Le pire scénario se concrétise

Le Phoenix ne pouvait échapper les deux points contre les Foreurs de Val-d'Or mercredi au Palais des sports, mais en jouant du hockey peu inspiré, les Sherbrookois ont baissé pavillon par la marque de 3 à 2. Pendant ce temps, presque tous leurs rivaux au classement empochaient la victoire.
Le Phoenix ne pouvait pas vivre un pire scénario que celui-là. Non seulement il a perdu contre un adversaire qui ne se trouvait qu'à un point de lui, mais en plus, les Mooseheads d'Halifax en ont profité pour distancer les Oiseaux grâce à un gain en prolongation contre les Islanders de Charlottetown, tout comme les Voltigeurs de Drummondville, qui ont vaincu l'Armada de Blainville-Boisbriand.
Avec deux rencontres à disputer, l'Océanic de Rimouski se trouve à un point au-dessus du Phoenix, qui occupe présentement le 17e rang avec 56 points. Les seize meilleures formations accèdent aux éliminatoires dans la LHJMQ.
« On devait gagner ce match et on n'est pas parvenus à le faire. On ne ressent pas la même énergie présentement dans le vestiaire après cette défaite difficile. Tout le monde est déçu, mais il reste encore deux grosses parties à disputer et on doit aller chercher quatre points encore », souligne Anderson MacDonald, qui n'a pas joué en première période (voir autre texte).
Faux départ
Il faut avouer que le facteur chance n'était pas du côté du Phoenix, bien au contraire.

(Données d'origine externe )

PR #9419, opened 2026-06-25
Add node_addon_api 8.8.0.bcr.1

BYVoid:
## node_addon_api 8.8.0.bcr.1

A registry revision of [node-addon-api](https://github.com/nodejs/node-addon-api) 8.8.0 (the header-only C++ wrapper over N-API). Same npm source archive as 8.8.0; the BUILD is reworked for consumers that supply the Node C headers themselves or build addons outside Bazel's C++ toolchain.

### Why

8.8.0 exposed a single `:node_addon_api` `cc_library` that unconditionally depends on `@rules_nodejs//nodejs/headers:current_node_cc_headers`. That forces a registered Node toolchain — analysis fails without one — even for consumers that already obtain `node_api.h` another way. This revision splits the target and exposes the raw headers:

- **`:node_addon_api_headers_only`** — just the wrapper headers (`napi.h` / `napi-inl.h`), with no Node-toolchain dependency. For consumers that provide `node_api.h` themselves (e.g. a vendored copy, `node-api-headers`, or building inside Node), this lets them drop the rules_nodejs dependency entirely instead of patching it out.
- **`:node_addon_api`** — the above plus `current_node_cc_headers`, i.e. the original 8.8.0 behavior. Requires `node.toolchain(include_headers = True)`.
- **`exports_files(glob(["*.h"]))`** — so build steps that don't go through the C++ toolchain (e.g. a genrule invoking a compiler directly, or a cross-compilation wrapper) can reference the raw headers on disk via `$(location)`, instead of extracting them from `CcInfo`.

### DIFF
--- a/modules/node_addon_api/8.8.0.bcr.1/MODULE.bazel
+++ b/modules/node_addon_api/8.8.0.bcr.1/MODULE.bazel
@@ -1,0 +1,12 @@
+module(
+    name = "node_addon_api",
+    version = "8.8.0.bcr.1",
+    bazel_compatibility = [">=7.2.1"],
+)
+
+# node-addon-api is a header-only C++ wrapper over N-API.
+# :node_addon_api_headers_only exposes just the wrapper headers (napi.h /
+# napi-inl.h); :node_addon_api additionally pulls in the active Node toolchain's
+# C headers (node_api.h) via rules_nodejs.
+bazel_dep(name = "rules_cc", version = "0.0.9")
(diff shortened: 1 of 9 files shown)


bazel-io:
Hello BCR maintainers, modules (node_addon_api) have been updated in this PR.

dzbarsky (approved):

bazel-io (approved):

PR #9425, opened 2026-06-26
marisa-trie@0.3.1.bcr.2

BYVoid:
Add marisa-trie 0.3.1.bcr.2.

Adds the `marisa-flat-vector-zero-init.patch` from [OpenCC](https://github.com/BYVoid/OpenCC/blob/master/patches/marisa-flat-vector-zero-init.patch), which zero-initializes the `FlatVector` storage in a single `resize(num_units, 0)` call instead of resize-then-set-last-element. The old code left newly grown units uninitialized except for the final one, tripping MemorySanitizer with use-of-uninitialized-value.

The existing `remove_version_file.patch` is carried over unchanged.


bazel-io:

BYVoid:

bazel-io:

Wyverald (approved):
thanks for taking on maintainership!

PR #7226, opened 2026-01-21
`ncurses`: Use `ctx.actions.expand_template` in `bazel/automake_substitution.bzl`

Silic0nS0ldier:
This address an issue where applying substitutions could become dead-locked (reproduced under local and remote execution).

```
❯ bazel build @atop
INFO: Invocation ID: c4ff83d4-a636-430c-8537-cb4ba3e713e2
INFO: Streaming build results to: https://[REDACTED]/invocation/c4ff83d4-a636-430c-8537-cb4ba3e713e2
INFO: Analyzed target @@+_repo_rules+atop//:atop (405 packages loaded, 51923 targets configured).
[522 / 985] 10 actions running
    NCursesAutomakeSubstitution external/ncurses+/include/ncurses_dll.h [for tool]; 870s remote, remote-cache
    NCursesAutomakeSubstitution external/ncurses+/include/MKterm.h.awk [for tool]; 870s remote, remote-cache
```

Curiously `bazel/pseudo_configure.bzl` (which does much of the same work) is unaffected, or perhaps just didn't cross a threshold. Given the greater complexity of that rule, I've opted to leave it be.

PR #9429, opened 2026-06-26
 ncurses: replace bash+sed actions with expand_template

MerinoSheep:
Fixes deadlocks in `NCursesAutomakeSubstitution` and `NCursesPseudoConfigure` under `processwrapper-sandbox` and remote execution environments, where spawning bash+sed scripts can block indefinitely.

  Both rules are rewritten to use `ctx.actions.expand_template()'. The `@sed` module
  dependency is no longer needed and is removed.

This is similar and extends the approach from #7226 to also cover `pseudo_configure`. 
The `@DEFS@`-only substitution in`pseudo_configure` also avoids a double-substitution bug where per-key sed patterns would corrupt values starting with `0` (e.g. `NCURSES_PATHSEP=0x3a`).


bazel-io:

wep21:

wep21:
@UebelAndre can I merge this PR before your PR which is still failed on ci?

UebelAndre:
> @UebelAndre can I merge this PR before your PR which is still failed on ci?

Definitely!

wep21 (approved):

bazel-io (approved):

PR #9460, opened 2026-06-29
Add node_addon_api 8.9.0

BYVoid:
## node_addon_api 8.9.0

Adds [node-addon-api](https://github.com/nodejs/node-addon-api) 8.9.0, the header-only C++ wrapper over N-API. Same BUILD layout as `8.8.0.bcr.1`, applied to the new upstream release.

### Targets

- **`:node_addon_api_headers_only`** — just the wrapper headers (`napi.h` / `napi-inl.h`), with no Node-toolchain dependency. For consumers that provide `node_api.h` themselves (e.g. a vendored copy, `node-api-headers`, or building inside Node), so they can avoid a dependency on the rules_nodejs Node toolchain.
- **`:node_addon_api`** — the above plus the Node C headers via `@rules_nodejs//nodejs/headers:current_node_cc_headers`. Requires `node.toolchain(include_headers = True)`.
- **`exports_files(glob(["*.h"]))`** — so build steps that don't go through the C++ toolchain (e.g. a genrule invoking a compiler directly, or a cross-compilation wrapper) can reference the raw headers on disk via `$(location)`.

### Source

The npm tarball (`registry.npmjs.org`); node-addon-api has no GitHub release archive. It's header-only, so the BUILD files are supplied via `source.json` `overlay`.

> The npm registry URL is not a GitHub release archive, so the `unstable_url` check does not apply:
>

### Notes

- `test_module` builds a real `.node` addon and runs it from Node (`js_test`), and also builds `:node_addon_api_headers_only` directly. Verified on macOS (arm64) and Linux (x86_64, GCC).
- node-addon-api 8.x requires **C++17** (`std::string_view`, `if constexpr`).
- Windows is not supported by the built-in rules_nodejs toolchains, since Node's Windows releases do not ship the C headers that `current_node_cc_headers` forwards.


bazel-io:
Hello BCR maintainers, modules (node_addon_api) have been updated in this PR.

BYVoid:

bazel-io (approved):

PR #9462, opened 2026-06-29
opencc@1.3.2

BYVoid:
Adds OpenCC 1.3.2.

Release: https://github.com/BYVoid/OpenCC/releases/download/ver.1.3.2/OpenCC-ver.1.3.2.tar.gz

The registry `MODULE.bazel` keeps OpenCC's upstream Node.js native-addon / Zig build intact. The only change applied via `module_dot_bazel.patch` is to the `rules_node_addon` dependency: it now resolves from the BCR release (`1.0.2`), and the upstream `archive_override` — which fetched the ruleset from a GitHub tarball back when it was not yet in the BCR — is dropped.

Verified locally against the local registry (Bazel 8.x):
- `bazel build @opencc` (verify_targets) — analyzes/builds as a consumer.
- `bazel build --nobuild //src/... //data/... //test/...` with OpenCC as root — all 201 targets analyze; the `rules_python` `single_version_override` patch applies cleanly.
- `bazel build --nobuild //node/...` with OpenCC as root — the Node addon targets analyze against `rules_node_addon@1.0.2` from the BCR.


bazel-io:

BYVoid:
Closing in favor of a fresh PR for opencc@1.3.2 with the same branch.

PR #9480, opened 2026-06-30
rules_node_addon@1.0.3

BYVoid:
Release: https://github.com/BYVoid/rules_node_addon/releases/tag/v1.0.3

### DIFF
--- a/modules/rules_node_addon/1.0.3/MODULE.bazel
+++ b/modules/rules_node_addon/1.0.3/MODULE.bazel
@@ -1,0 +1,19 @@
+module(
+    name = "rules_node_addon",
+    version = "1.0.3",
+)
+
+bazel_dep(name = "aspect_rules_js", version = "3.2.2", dev_dependency = True)
+
+bazel_dep(name = "node_addon_api", version = "8.8.0.bcr.1")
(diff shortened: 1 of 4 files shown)


bazel-io:
Hello BCR maintainers, modules (rules_node_addon) have been updated in this PR.

BYVoid:
Summary of the 1.0.3 changes:

- `node_addon` now sets `allow_symlink = False` on the final `copy_file` step that produces the `.node` output. This makes the generated addon a real `.node` file rather than a symlink.
- The reason is that some Node.js import/loading paths resolve a symlink before loading the addon. When that happens, Node can end up loading the original platform shared library path (`.so` / `.dylib`) instead of the intended `.node` path, which can cause addon loading to fail. Copying the file avoids that path/extension mismatch.
- The full TypeScript example was updated to consume the addon output directly instead of copying it into `dist/`, and its now-unused direct `bazel_skylib` dependency was removed. The example test resolves `ADDON_PATH` relative to the test file so both the JS and Bun test entry points still load the same addon reliably.
- The remaining changes are version/documentation updates for `1.0.3`.

This is intended as a bugfix/packaging release; it does not change the public `node_addon` API. The example test modules were run locally before publishing.

bazel-io (approved):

Peu après avoir vu Luke Green se faire faucher les patins sous les yeux de l'arbitre, qui est resté indifférent devant la faute, le Phoenix a été puni sur la même séquence.
Lors de ce désavantage numérique, Marek Zachar croyait avoir marqué un but splendide, mais la reprise a prouvé que la rondelle avait frappé de plein fouet le poteau.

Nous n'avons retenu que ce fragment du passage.